Oh, while you’re still here, what exactly do you plan doing with your before? What will be different when you get your before to prevent it becoming our now? The answer isn’t easy. First, we know what it won’t be. It will not be reliance on goodwill governance, and even reliance on the rule of law is a sticky area: the rule of law just applies the law, regardless of who makes the rules. And the ultimate arbiter of what they are, the Supreme Court, has ruled that the president can do as he likes. So, eschewing law, and eschewing reliance, what are we left with? Because we must always remember: badwill governance does not act like goodwill governance.
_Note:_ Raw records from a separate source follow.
PR #1726, opened 2024-04-18
chore(db): Get rid of `storage` table (pt. 2)

slowli:
## What ❔

Remove mentions of the `storage` table in the codebase.

## Why ❔

The table has been deprecated for some time and should eventually be removed.

## Checklist


slowli:
Since the table was used in some circumstances (e.g., it was still updated on each L2 block and reverted together with storage logs), it's impossible to hard-remove it right away.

That much we know.
This is not the secret to Coca-Cola, or the explanation for Fried Green Tomatoes, or some other important-in-the-moment,-forgotten-ten-minutes-later mystery. They are easy by comparison with this. But I believe that duty is a factor and, if there are to be arguments about what it means, then let it mean what it means to a five-star general and an airman second class alike, without distinction. In legal circles, duty allows itself to be marshalled by the concept of unconscionability. It is applying the idea of what is unconscionable to a duty, whether allied to or absent consideration of the circumstances or exceptional measures or laws, or whatever, that impels one to act or refrain. These are elements that rise above the law. They despise law, in the end. If used wisely, if used honestly, they can just about render law superfluous. It is unconscionability that gets us from a soldier must obey his commander’s orders to a soldier may not obey an order contrary to humanity.
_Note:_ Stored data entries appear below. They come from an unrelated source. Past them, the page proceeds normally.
PR #4288, opened 2025-07-04
fix(prover): Propagating errors for CP & Compressor

AlexOnTheStorm:
## What ❔
Fix for error propagating for CP & Compressor. We need run_inner for instant cancelling all the operations upon receiving SIGTERM

## Why ❔
Errors weren't propagating from tokio::select!

## Is this a breaking change?
- [ ] Yes
- [ ] No

## Checklist

### DIFF
--- a/prover/crates/bin/circuit_prover/src/main.rs
+++ b/prover/crates/bin/circuit_prover/src/main.rs
@@ -75,9 +75,12 @@ async fn main() -> anyhow::Result<()> {
     let (metrics_stop_sender, metrics_stop_receiver) = tokio::sync::watch::channel(false);
 
     tokio::select! {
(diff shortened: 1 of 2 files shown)


prover/crates/bin/circuit_prover/src/main.rs
```diff
@@ -75,7 +75,9 @@ async fn main() -> anyhow::Result<()> {
     let (metrics_stop_sender, metrics_stop_receiver) = tokio::sync::watch::channel(false);
 
     tokio::select! {
-        _ = run_inner(cancellation_token.clone(), metrics_stop_receiver, &mut managed_tasks) => {},
+        res = run_inner(cancellation_token.clone(), metrics_stop_receiver, &mut managed_tasks) => {
+            res?
```
EmilLuta, line 79: NIT: I would've added a `.context(...)` here, but this should be enough.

American exceptionalism stands squarely in the path of this line of thinking. So, it must away. If a reset is ever going to be within reach, for both the United States and the rest of the world, the United States needs to be united with the rest of the world: for the very simple reason of convergence by divergence. The rest of the world is converging on the American standpoint by yearning for America’s exceptionalism. And that is splitting us up. They can’t have it, not if there’s to be a world to which to be an exception.
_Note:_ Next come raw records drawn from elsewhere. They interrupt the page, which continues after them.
PR #4299, opened 2025-07-08
feat: add gas cap configuration for eth_call requests

bxpana:
## What ❔

- Add optional eth_call_gas_cap field to Web3JsonRpcConfig
- Modify default_eth_call_gas() to respect gas cap when set
- Update eth and debug API namespaces to pass gas cap parameter
- Add comprehensive unit tests for gas cap logic
- Include documentation and configuration examples

The gas cap uses min(protocol_default,
configured_cap) when set,
maintaining full backward compatibility. Setting
to 0 disables limiting.

## Why ❔

- Implements gas limiting for eth_call similar to geth's --rpc.gascap option to prevent resource exhaustion from computationally expensive calls.
- Compatibility: Matches geth --rpc.gascap behavior
- Request from Abstract for support

## Is this a breaking change?
- [ ] Yes
- [x] No

## Operational changes
- Added optional `eth_call_gas_cap` field to Web3JsonRpcConfig in YAML configuration
  - Example: `api.web3_json_rpc.eth_call_gas_cap: 50000000`
- Default behavior unchanged when not specified (uses protocol version gas limits)

- **Optional**: Configure gas cap to prevent resource exhaustion from expensive eth_call requests
- **Compatible**: Behaves like geth's --rpc.gascap option for familiar migration
- **Flexible**: Set to 0 for unlimited, positive value for cap, or omit for protocol default
- **Location**: Add to existing node configuration YAML under `api.web3_json_rpc` section

- Added commented examples in `etc/env/configs/ext-node.toml`
- Documentation added to External Node configuration guide

## Checklist


core/node/api_server/src/web3/namespaces/eth.rs
```diff
@@ -77,7 +77,11 @@ impl EthNamespace {
                 .diff_with_block_args(&block_args),
         );
         if request.gas.is_none() {
-            request.gas = Some(block_args.default_eth_call_gas(&mut connection).await?);
+            request.gas = Some(
+                block_args
+                    .default_eth_call_gas(&mut connection, self.state.api_config.eth_call_gas_cap)
+                    .await?,
+            );
```
perekopskiy, line 96: In your case, you apply cap only if `request.gas` is not specified, i.e. user can provide limit higher than the value from config and it will be processed. Reth returns error in this case: 
```
        if request.gas > Some(self.call_gas_limit()) {
            // configured gas exceeds limit
            return Err(
                EthApiError::InvalidTransaction(RpcInvalidTransactionError::GasTooHigh).into()
            )
        }
```
I'm sure geth does the same. Please change the code so it has the same behavior

core/node/api_server/src/web3/namespaces/debug.rs
```diff
@@ -279,7 +279,11 @@ impl DebugNamespace {
                 .diff_with_block_args(&block_args),
         );
         if request.gas.is_none() {
-            request.gas = Some(block_args.default_eth_call_gas(&mut connection).await?);
+            request.gas = Some(
```
perekopskiy, line 294: same here

core/node/api_server/src/execution_sandbox/mod.rs
```diff
@@ -388,6 +389,79 @@ impl BlockArgs {
...
+    }
+}
+
+#[cfg(test)]
+mod gas_cap_tests {
+    use zksync_multivm::utils::get_eth_call_gas_limit;
+    use zksync_types::ProtocolVersionId;
+
+    #[test]
+    fn test_gas_cap_logic() {
```
perekopskiy, line 421: Such test is not good because it tests the code in tests itself, not the one that API uses. So if someone changes `default_eth_call_gas` the test will still pass. You can extract
```
let default_gas_limit = get_eth_call_gas_limit(protocol_version.into());

        // Apply gas cap if specified (0 means no cap)
        let effective_gas_limit = if let Some(cap) = gas_cap.filter(|&cap| cap > 0) {
            std::cmp::min(default_gas_limit, cap)
        } else {
            default_gas_limit
        };
```
into a separate method and use it both in `default_eth_call_gas` and the test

Ice cream sells well when the temperature goes up. But after a certain temperature, sales of ice cream slacken off. The problem is customers’ fear that the ice cream will be melted before they get it home. The same dynamic applies to agreeing with American exceptionalism. You can agree, but if they take it too far, life is too short for us all to agree to agree. At that point, we must disagree, with America. Let me explain.
God interrogates intention by means of the human conscience. You cannot argue with God that you didn’t really intend something. He knows. But the US’s intentions are its intentions because it says so, which is a manifest loophole for abuse, which they deny, of course, at which point one simply acquiesces, if only because life is too short. There comes a point, however, at which life is too short to acquiesce.
Exceptionalism is impunity, is entitlement, is why the hell shouldn’t I? Exceptionalism is (sorry) fuck you, and if I ever allowed myself to believe my purpose in this life is to tell humanity fuck you, then take me from it now, this instant.
A soldier tempers his orders by appealing to his humanity. That’s not in King’s Regulations. It’s in international law, but most of all, it’s in his heart. The answer lies in duty, marshalled by conscience, tram-lined by unconscionability, and approved by them upon whom the duty is incumbent. Getting government from here, wherever here is for you, to that prospect of government with conscience, may seem to you a long way. But it’s no longer than that from obeying orders to not flouting our sense of humanity.
A caveat: if this is an argument that appeals, then it must not be driven home at the point of a gun. If we do that, then it will have been a bad argument.
Flashback:
[1932] AC 562.



Very complex, indeed. I think each of us has our own concept of duty, and it is probably different from others concept, so no matter how we describe it, many others will disagree.